Ideólogo y cabeza visible, junto a Fassbinder, Herzog, Schlöndorff y Wenders, del Nuevo Cine Alemán que desde principios de los 60 fecundó las pantallas europeas, Alexander Kluge ha mostrado en sus películas una serie de constantes que caracterizan un estilo único: rechazo del esteticismo, gusto por lo documental, centralidad del montaje, distancia irónica en la narración, voluntad de crítica social. Esos elementos han sido adaptados por Kluge a su otra pasión, la literatura, algo que descubrimos en El hueco que deja el diablo, publicado por Anagrama en 2007, un libro fascinante en el que dialogaba con la caída de Cartago, la cinefilia en Benjamin, el París de los nazis, el accidente de Chernóbil o el 11-S, al tiempo que, empleando los materiales más insólitos (entrevistas falsas, citas inventadas, textos científicos, fuentes históricas, ficciones tratadas como realidades, verdades elaboradas como mitos), urdía un mapa del nuevo orden impuesto por la caída del Muro y el derrumbe de la Unión Soviética.

Taladrando tablas duras, obra inspirada en una definición de Max Weber a propósito de la función de la política, incide en esa mirada oblicua de Kluge, a quien todo parece interesar y cuyo talento todo parece iluminar, para construir un mosaico formado por 133 teselas en torno a la pulsión por el poder que nace con la emancipación de la agricultura y alcanza hasta hoy.

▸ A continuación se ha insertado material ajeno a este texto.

PR #2277, opened 2016-06-28
Attempt to support strings with double-quotes

josegonzalez:
This is probably not the best way, but I'm trying it nonetheless.

Refs #1262

### DIFF
--- a/plugins/build-env/pre-build-buildpack
+++ b/plugins/build-env/pre-build-buildpack
@@ -27,7 +27,7 @@ build_env_pre_build_buildpack() {
     dokku_log_info1 "Adding BUILD_ENV to build environment..."
     # create build env files for use in buildpacks like this:
     # https://github.com/niteoweb/heroku-buildpack-buildout/blob/5879fa3418f7d8e079f1aa5816ba1adde73f4948/bin/compile#L34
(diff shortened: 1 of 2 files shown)


josegonzalez:
I was thinking about this a bit more, and perhaps a cleaner way would be to do something like the following (pseudocode btw):

```
TMP=create_tmp_env_dir_on_host
for value in app_config; do
    echo "$VALUE" > "TMP/$KEY"
done
docker run -v $TMP:/tmp/env /bin/bash -c '/bin/bash /tmp/set_env.sh'
```

Would avoid all the sed calls and potentially allow us to have an easier time of handling various types of values...

josegonzalez:
Another attempt could be to build a non-exported version of the config vars:

```
 dokku config --shell python-sample > $TMP/file
docker run -v $TMP:/tmp/mounted-env /bin/bash -c 'mkdir /tmp/env && for key in file; do WRITE_VALUE; done'
```

josegonzalez:
Ugh tests

cu12:
Without trying I was wondering if `printf %q` could be in help here? I'm using that quite successfully for complicated MySQL queries over ssh.

http://wiki.bash-hackers.org/commands/builtin/printf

Prueba de que Kluge es un género en sí mismo, una inteligencia audaz pero no nihilista, que rastrea las circunstancias que propiciaron la posibilidad de hablar de un animal político mientras dialoga con las encarnaciones que este sujeto ha adoptado a lo largo del tiempo, el libro es una fiesta. Lo privado y lo universal, el fragmento y la totalidad, la novela de espías, la heterotopía de Foucault y las jornadas de la canciller Merkel se tienden la mano en un jubiloso patchwork.

Por qué Napoleón fue aplastado en el Berézina, cómo al Duce le falló el temple ante el Führer, qué papel desempeñaron las cenizas de un volcán islandés en la suerte económica de millones de europeos, de qué modo un carterista se enroló en la Revolución de 1905 para pasar hambre pero ser ganado por el entusiasmo, qué papel jugó el clima de Viena en la conferencia que Jrushchov y Kennedy mantuvieron en junio de 1961 en la capital de Austria, en qué sentido la imagen de la política como droga posee un refrendo por parte de la bioarqueología, bajo qué circunstancias Francia entregó su genio revolucionario a la guillotina en nombre de las ideas que lo formaron o cómo la oración fúnebre de Pericles revivió en Tebas en 1943 por boca de un oficial de la Wehrmacht, son sólo algunas de las historias que Kluge dramatiza en este libro tan admirable por lo que enseña como por lo que inventa, tan sustancial por lo que muestra como por lo que oculta, y que a la postre supone otra manifestación felizmente atípica del Sapere aude kantiano y su entusiasmo por el conocimiento.